## [Requirement]
For the word "expose", search the records and show each line in which it occurs.

## [Collected data]
PR #25886, opened 2026-06-01
fix: show execute tool errors

ethanndickson:
Execute tool failures that only return an `error` field, such as stopped-workspace connection failures, were rendered as a generic failed command without showing the backend detail.

Normalize execute results into transcript blocks so shell output and tool errors both render in the *expanded* command transcript, and add Storybook coverage for connection errors plus output-with-error cases.

image

edit: i've dropped the red on the danger icon, though it was pre-existing. no point alerting the user to an error the model will handle.

Closes CODAGT-530

### DIFF
--- a/site/src/pages/AgentsPage/components/ChatElements/tools/ExecuteTool.tsx
+++ b/site/src/pages/AgentsPage/components/ChatElements/tools/ExecuteTool.tsx
@@ -26,6 +26,7 @@ import {
 	isAgentDisplayOpen,
 	resolveAgentDisplayState,
 } from "./displayMode";
+import type { ExecuteTranscriptBlock } from "./toolVisibility";
 import { ToolIcon } from "./ToolIcon";
 import {
 	formatShellDurationMs,
@@ -37,7 +38,7 @@ import {
 
 type ExecuteToolProps = {
 	command: string;
-	output: string;
+	transcriptBlocks: readonly ExecuteTranscriptBlock[];
 	status: ToolStatus;
 	isError: boolean;
 	durationMs?: number;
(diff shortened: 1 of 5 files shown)


site/src/pages/AgentsPage/components/ChatElements/tools/ExecuteTool.tsx
```diff
@@ -217,9 +219,12 @@ const ShellCommandLine: React.FC<{
 
 const ShellTranscriptBody: React.FC<{
 	command: string;
-	output: string;
+	transcriptBlocks: readonly ExecuteTranscriptBlock[];
 	isError: boolean;
-}> = ({ command, output, isError }) => {
+}> = ({ command, transcriptBlocks, isError }) => {
+	const transcriptBlockClassName =
+		"m-0 mt-4 whitespace-pre-wrap break-words border-0 bg-transparent p-0 font-mono text-xs font-normal leading-5";
```
DanielleMaywood: can we move this inline? i see no reason for this being pulled out as a const

site/src/pages/AgentsPage/components/ChatElements/tools/ExecuteTool.tsx
```diff
@@ -233,16 +238,21 @@ const ShellTranscriptBody: React.FC<{
...
+						key={block.kind}
 						className={cn(
-							"m-0 mt-4 whitespace-pre-wrap break-words border-0 bg-transparent p-0 font-mono text-xs font-normal leading-5",
-							isError ? "text-content-destructive" : "text-content-secondary",
+							transcriptBlockClassName,
+							block.kind === "error"
+								? "text-content-destructive"
+								: isError
+									? "text-content-destructive"
+									: "text-content-secondary",
```
DanielleMaywood:
```suggestion
							block.kind === "error" || isError
								? "text-content-destructive"
								: "text-content-secondary",
```

DanielleMaywood (commented):
Can we change the warning triangle to not be red? It indicates the user should take some action.

ethanndickson:
> Can we change the warning triangle to not be red? It indicates the user should take some action.

ah was already done, just couldn't be bothered updating the screenshot

DanielleMaywood (approved):

PR #25890, opened 2026-06-01
fix(site): allow tabbing through chat search results

DanielleMaywood:
> [!NOTE]

Fixes keyboard tab navigation in the AgentsPage chat search dialog by keeping result links in the browser's normal tab order. The search results still support arrow-key selection, but `Tab` can now move from the search input through the filter toggle and each result link.

Also updates the Storybook interaction coverage to assert that search results are tabbable and no longer explicitly removed from sequential keyboard navigation.

Root cause: `ChatSearchResultRow` rendered each result as a React Router `Link`, but also set `tabIndex={-1}`. That removed semantic anchor links from sequential keyboard navigation, so users could not tab through search results even though the rows were otherwise interactive.

The scroll viewport's `viewportTabIndex: -1` was not the blocker. That only keeps the scroll container itself out of tab order. Removing `tabIndex={-1}` from the result link is the minimal fix, and it applies to both live search results and recent chats because both paths share `ChatSearchResultRow`.

Reviewed by a Coder sub agent with no blocking findings.

</details>

## Testing

- `pnpm --dir site test:storybook src/pages/AgentsPage/components/ChatsSidebar/dialogs/ChatSearchDialog.stories.tsx`
- `pnpm --dir site check src/pages/AgentsPage/components/ChatsSidebar/dialogs/ChatSearchResults.tsx src/pages/AgentsPage/components/ChatsSidebar/dialogs/ChatSearchDialog.stories.tsx`

Note: an initial run with `--runInBand` failed because Vitest does not support that option here. The focused Storybook suite was rerun without it and passed.

### DIFF
--- a/site/src/pages/AgentsPage/components/ChatsSidebar/dialogs/ChatSearchDialog.stories.tsx
+++ b/site/src/pages/AgentsPage/components/ChatsSidebar/dialogs/ChatSearchDialog.stories.tsx
@@ -295,8 +295,8 @@ export const KeyboardNavigation: Story = {
 		}
 
 		await expect(resultsViewport).toHaveAttribute("tabindex", "-1");
-		await expect(firstResult).toHaveAttribute("tabindex", "-1");
-		await expect(secondResult).toHaveAttribute("tabindex", "-1");
+		await expect(firstResult).toHaveAttribute("tabindex", "0");
+		await expect(secondResult).toHaveAttribute("tabindex", "0");
 
 		await userEvent.keyboard("{ArrowUp}");
 		await expect(secondResult).toHaveAttribute("aria-selected", "true");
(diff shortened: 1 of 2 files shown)


jaaydenh:
The main issue with using tabs for the chat search results is that this could be confusing for keyboard users who are typically expect the up/down arrow keys to be used for navigating lists. 

The problem is that as a keyboard user, if I accidentally tab into the search results when I meant to tab to the filter button or potentially some other future element, I now have to tab through the entire list to get back to the search box and filter button which can be quite tedious.

DanielleMaywood:
> The main issue with using tabs for the chat search results is that this could be confusing for keyboard users who are typically expect the up/down arrow keys to be used for navigating lists.

This PR doesn't change that behavior. If you stay tabbed onto the search box, up/down arrow keys work as you expect.

> The problem is that as a keyboard user, if I accidentally tab into the search results when I meant to tab to the filter button or potentially some other future element, I now have to tab through the entire list to get back to the search box and filter button which can be quite tedious.

Shift+Tab goes backwards, I'm not sure I see the issue here.

> The issue is that there is really no fundamental need for the tab navigation since keyboard users expect the arrows and this could reduce the overall usability for keyboard users.

The reason I made this change was because I expected tab to cycle through it, and it didn't so I was confused. Maybe I'm the only person that'll experience this though.

---

I've just checked some other websites and they do follow what you're suggesting but I'll be completely honest and say I really do not like that at all 😅

DanielleMaywood:
Closing as it appears this isn't an expected practice, despite how awful pressing arrow keys feels for me 😢

PR #25895, opened 2026-06-01
fix: recreate `ai_provider_type` instead of ADD VALUE

dannykopping:
Coder runs all migrations in a single transaction (`pgTxnDriver`). Postgres forbids using an enum value added by `ALTER TYPE ... ADD VALUE` within the same transaction that added it. Migration `000499` widened `ai_provider_type` with `ADD VALUE`, and `000504` casts existing `chat_providers` rows to that enum in the same transaction. On deployments with a legacy provider using one of the new values (for example `openai-compat`), the batch failed with `unsafe use of new value` and the server could not start.

Recreate the type (create a new enum, alter the column, drop and rename) instead of using `ADD VALUE`, matching the existing precedent in `000144_user_status_dormant`. A freshly created enum's values are usable immediately in the same transaction, so the cast in `000504` succeeds. The resulting schema is identical, so `make gen` produces no `dump.sql` diff and databases that already applied these migrations see no drift.

Added a regression test that seeds an `openai-compat` provider and applies `000499` through `000504` in a single transaction, reproducing the production path. The per-step `Stepper` used by the other migration tests commits each migration separately and cannot surface this class of bug.

🤖 Generated with [Claude Code](https://claude.com/claude-code)

### DIFF
--- a/coderd/database/migrations/000499_ai_provider_type_chatd_values.up.sql
+++ b/coderd/database/migrations/000499_ai_provider_type_chatd_values.up.sql
@@ -7,9 +7,27 @@
 -- OpenAI-compatible endpoints. Native gateway-side support for these
 -- providers comes later, at which point this enum already carries the
 -- right discriminator and no further migration is needed.
-ALTER TYPE ai_provider_type ADD VALUE IF NOT EXISTS 'azure';
-ALTER TYPE ai_provider_type ADD VALUE IF NOT EXISTS 'bedrock';
-ALTER TYPE ai_provider_type ADD VALUE IF NOT EXISTS 'google';
-ALTER TYPE ai_provider_type ADD VALUE IF NOT EXISTS 'openai-compat';
-ALTER TYPE ai_provider_type ADD VALUE IF NOT EXISTS 'openrouter';
-ALTER TYPE ai_provider_type ADD VALUE IF NOT EXISTS 'vercel';
+--
+-- Recreate the type rather than using ALTER TYPE ... ADD VALUE. Postgres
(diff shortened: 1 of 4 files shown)


ibetitsmike (approved):

coderd/database/migrations/000499_ai_provider_type_chatd_values.up.sql
```diff
@@ -7,9 +7,27 @@
...
 -- right discriminator and no further migration is needed.
-ALTER TYPE ai_provider_type ADD VALUE IF NOT EXISTS 'azure';
-ALTER TYPE ai_provider_type ADD VALUE IF NOT EXISTS 'bedrock';
-ALTER TYPE ai_provider_type ADD VALUE IF NOT EXISTS 'google';
-ALTER TYPE ai_provider_type ADD VALUE IF NOT EXISTS 'openai-compat';
-ALTER TYPE ai_provider_type ADD VALUE IF NOT EXISTS 'openrouter';
-ALTER TYPE ai_provider_type ADD VALUE IF NOT EXISTS 'vercel';
+--
+-- Recreate the type rather than using ALTER TYPE ... ADD VALUE. Postgres
+-- forbids using a value added by ADD VALUE within the same transaction, and
```
ibetitsmike, line 12: might actually be worthwhile to add this edge case to https://github.com/coder/coder/blob/main/.claude/docs/DATABASE.md

dannykopping: Good call! Added in 5ac33b13d2

PR #25908, opened 2026-06-01
feat: implement the chat state machine

hugodutka:
PR 1 of the chatd refactor. It serves 2 purposes:
1. it implements the chat state machine; and
2. it contains all the database changes in the chatd refactor PR stack.

I kept the database changes in a single PR to make rebasing easier. However, because of it, this PR doesn't compile and it doesn't pass tests - that's intentional. Only the tip of the stack will pass all tests.


coderd/x/chatd/chatstate/transitions_matrix_test.go
```diff
@@ -0,0 +1,1856 @@
...
+// appliers unless a case needs a different input shape (for example,
+// SendMessage queue versus interrupt from the same source state).
+// The disallowed coverage path also uses these defaults.
+// =============================================================================
+
+func applySetArchived(t *testing.T, f *testFixture, tx *chatstate.Tx, seeded seededChat, from chatstate.ExecutionState, result *transitionCaseResult) error {
+	t.Helper()
+	_ = f
+	_ = seeded
+	_ = result
```
johnstcn: drive-by nit: underscore the func params instead

ibetitsmike:
@hugodutka I think it would be beneficial to use grill-with-docs to create a CONTEXT.md style file to describe all the concepts

hugodutka:
@ibetitsmike I'm planning to include that file in the final PR - it'll be a lightly edited version of the RFC we have in Notion.

coderd/x/chatd/chatstate/machine.go
```diff
@@ -0,0 +1,300 @@
...
+// validation reads (for example loading the messages affected by an
+// EditMessage transition) and metadata writes (for example updating
+// title or labels) that must be atomic with the transition.
+//
+// Callers MUST NOT use Store to mutate execution-state tables
+// (chats.status, chat_messages, chat_queued_messages, chat_heartbeats,
+// or the version fields on chats). Those mutations belong to the
+// transition methods and are validated against the state machine
+// matrix.
+func (tx *Tx) Store() database.Store { return tx.store }
```
johnstcn, line 85: concern, non-blocking: My biggest architectural suggestion: could we instead expose only the set of read-only 'safe' methods that cannot mutate state here? This could be a follow-up meta-refactor.

coderd/database/dbauthz/dbauthz.go
johnstcn, line 1671: review: this is replaced by `SetFamilyArchived`. We need `chatd` to handle the state transition so we can't just go around mutating it with a bulk query.

hugodutka: ^ refers to AutoArchiveInactiveChats

coderd/x/chatd/chatstate/machine.go
hugodutka: We talked about it on Slack: we can't expose only read-only methods, since metadata updates, like the workspace binding, are still handled by direct DB calls rather than transitions. We can however expose only a subset of `Store` to make direct DB calls inside `machine.Update` more intentional.

coderd/database/dbauthz/dbauthz.go
```diff
@@ -1999,6 +2032,13 @@ func (q *querier) DeleteChatDebugDataByChatID(ctx context.Context, arg database.
 	return q.db.DeleteChatDebugDataByChatID(ctx, arg)
 }
 
+func (q *querier) DeleteChatHeartbeats(ctx context.Context, arg database.DeleteChatHeartbeatsParams) (int64, error) {
```
mafredri: This seems to be a batch method, although the naming suggests its for a single chat, we should make the name reflect what it does (applies to multiple methods).

coderd/database/migrations/000516_chatd_core_state_machine.up.sql
```diff
@@ -0,0 +1,346 @@
+-- Foundation for the chatd core state machine refactor (PR 1).
```
mafredri: I'd prefer to remove self-referential references like "PR 1" from these comments as the comments will live on without that context.

coderd/database/migrations/000519_chatd_core_state_machine.up.sql
```diff
@@ -0,0 +1,346 @@
...
+-- "pending"/"paused"/"completed" enum values and the legacy ownership
+-- columns (chats.started_at, chats.heartbeat_at). Those columns and
+-- enum values stay in place for compatibility.
+
+-- 1. Add `interrupting` to the chat_status enum.
+ALTER TYPE chat_status ADD VALUE IF NOT EXISTS 'interrupting';
+
+-- 2. Add new versioning, ownership, retry, and pending-action fields to chats.
+ALTER TABLE chats
+    ADD COLUMN snapshot_version bigint NOT NULL DEFAULT 1,
```
mafredri, line 12: Readers will wonder why snapshots begin at 1 while other versions at 0. I suggest encoding reasoning from the RFC as COMMENT ON on tables, columns, etc so that the knowledge doesn't just live hidden away in the migration file and RFC.

coderd/database/migrations/000516_chatd_core_state_machine.up.sql
```diff
@@ -0,0 +1,346 @@
...
+-- 10. Enforce NOT NULL on chat_queued_messages.position and
+-- created_by. Legacy queued-message inserts are updated to populate
+-- created_by from the chat owner when no explicit creator exists.
+ALTER TABLE chat_queued_messages
+    ALTER COLUMN position SET NOT NULL,
+    ALTER COLUMN created_by SET NOT NULL;
+
+-- 11. Index for queue-order reads and head selection.
+CREATE INDEX IF NOT EXISTS idx_chat_queued_messages_chat_position_id
+    ON chat_queued_messages(chat_id, position, id);
```
mafredri: This index requires a bit more explanation about its purpose and what it's targeting. Is the chat_id, position, and id known when querying? Is it for joining efficiency? Index-only lookups? Depending on table size it could even slow things down so worth going through the `EXPLAIN (ANALYZE, COSTS, VERBOSE, BUFFERS, FORMAT JSON)` of it.

coderd/database/migrations/000519_chatd_core_state_machine.up.sql
```diff
@@ -0,0 +1,346 @@
...
+-- messages. Same trigger-avoidance reasoning as for history_version.
+UPDATE chats
+SET queue_version = 1
+WHERE EXISTS (
+    SELECT 1 FROM chat_queued_messages WHERE chat_queued_messages.chat_id = chats.id
+);
+
+-- 14. chat_heartbeats: unlogged table for ownership leases. Keyed by
+-- (chat_id, runner_id) so a single chat can briefly have entries from
+-- multiple runners during failover.
```
mafredri, line 105: When adding a comment on, worth mentioning why it's safe that it's unlogged as well.

coderd/database/queries/chats.sql
```diff
@@ -2313,6 +2522,423 @@ WHERE chat_id = @chat_id::uuid
     AND deleted = false
     AND content::jsonb @> '[{"type": "context-file"}]';
 
+-- name: GetChatWorkerAcquisitionCandidates :many
+-- Returns worker-runnable chats whose ownership is missing or whose
+-- current runner heartbeat is stale. The runner_id IS NULL predicate is
+-- a robustness extension for inconsistent rows where a worker_id exists
+-- without a runner_id; normal missing ownership is worker_id IS NULL or
+-- a missing or stale heartbeat row.
```
mafredri: I wonder if we should encode more about the inclusion criteria in the doc comment. Just seeing this comment doesn't really leave enough clues to verify the implementation and thus trusting that its correct. Making changes here becomes slightly dangerous. I'm guessing test coverage will prove it behaves the right way but that may also change as time goes on.

coderd/database/queries/chats.sql
```diff
@@ -2313,6 +2522,423 @@ WHERE chat_id = @chat_id::uuid
...
+
+
+-- =====================================================================
+-- chatd core state machine queries.
+--
+-- These are consumed by the coderd/x/chatd/chatstate package. They
+-- are intentionally kept side-by-side with the legacy chatd queries
+-- above so the existing runtime keeps working while the state machine
+-- lands behind it.
+-- =====================================================================
```
mafredri: I think these belong in their own file rather than having a custom form header comment with `===` separation. Just put this doc at the top. Also, referring to previous comment about query comments having enough high-level detail that a reader can verify the query implementation, I think it's worth going through the queries below through that lens as well.

coderd/database/models.go
```diff
@@ -4768,39 +4786,49 @@ type ChatQueuedMessage struct {
...
+	PlanMode                 NullChatPlanMode      `db:"plan_mode" json:"plan_mode"`
+	ClientType               ChatClientType        `db:"client_type" json:"client_type"`
+	LastTurnSummary          sql.NullString        `db:"last_turn_summary" json:"last_turn_summary"`
+	UserACL                  ChatACL               `db:"user_acl" json:"user_acl"`
+	GroupACL                 ChatACL               `db:"group_acl" json:"group_acl"`
+	SnapshotVersion          int64                 `db:"snapshot_version" json:"snapshot_version"`
+	HistoryVersion           int64                 `db:"history_version" json:"history_version"`
+	QueueVersion             int64                 `db:"queue_version" json:"queue_version"`
+	GenerationAttempt        int64                 `db:"generation_attempt" json:"generation_attempt"`
+	RetryState               pqtype.NullRawMessage `db:"retry_state" json:"retry_state"`
```
mafredri, line 4835: What data type is this, curious why it's a raw message rather than e.g. `json` if the content is json?

mafredri (commented):
Submitting part 1 of my review, looking at chatstate next.

coderd/x/chatd/chatstate/concurrency_test.go
```diff
@@ -0,0 +1,165 @@
...
+		return true
+	case <-ctx.Done():
+		return false
+	}
+}
+
+// stillBlocked returns true if c has NOT received a value yet. The
+// caller must already have established a happens-before ordering via
+// some other channel so this check is meaningful.
+func stillBlocked(c <-chan struct{}) bool {
```
mafredri, line 32: "Received a value" can be expressed as `len(c) == 0` which is simpler. Does this _also_ check if `c` is closed? Docs could be updated and `len` would remove disambiguity.

coderd/x/chatd/chatstate/concurrency_test.go
```diff
@@ -0,0 +1,165 @@
...
+	releaseLock := make(chan struct{})
+	updateEntered := make(chan struct{})
+
+	// Goroutine A: hold a Lock and block.
+	var lockErr error
+	var lockWG sync.WaitGroup
+	lockWG.Go(func() {
+		lockErr = m.Lock(ctx, func(_ database.Store) error {
+			close(lockEntered)
+			<-releaseLock
```
mafredri: We should try to avoid naked selects that block forever. If release doesn't happen we'll leave this goroutine running forever, lockWG.Wait blocks forever, etc. Channels won't et closed when `require` short-circuits the test. These types of setups have typically lead to flakes or hard-to-diagnose issues.

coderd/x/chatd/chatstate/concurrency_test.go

## [Task response]
johnstcn, line 85: concern, non-blocking: My biggest architectural suggestion: could we instead expose only the set of read-only 'safe' methods that cannot mutate state here? This could be a follow-up meta-refactor.
hugodutka: We talked about it on Slack: we can't expose only read-only methods, since metadata updates, like the workspace binding, are still handled by direct DB calls rather than transitions. We can however expose only a subset of `Store` to make direct DB calls inside `machine.Update` more intentional.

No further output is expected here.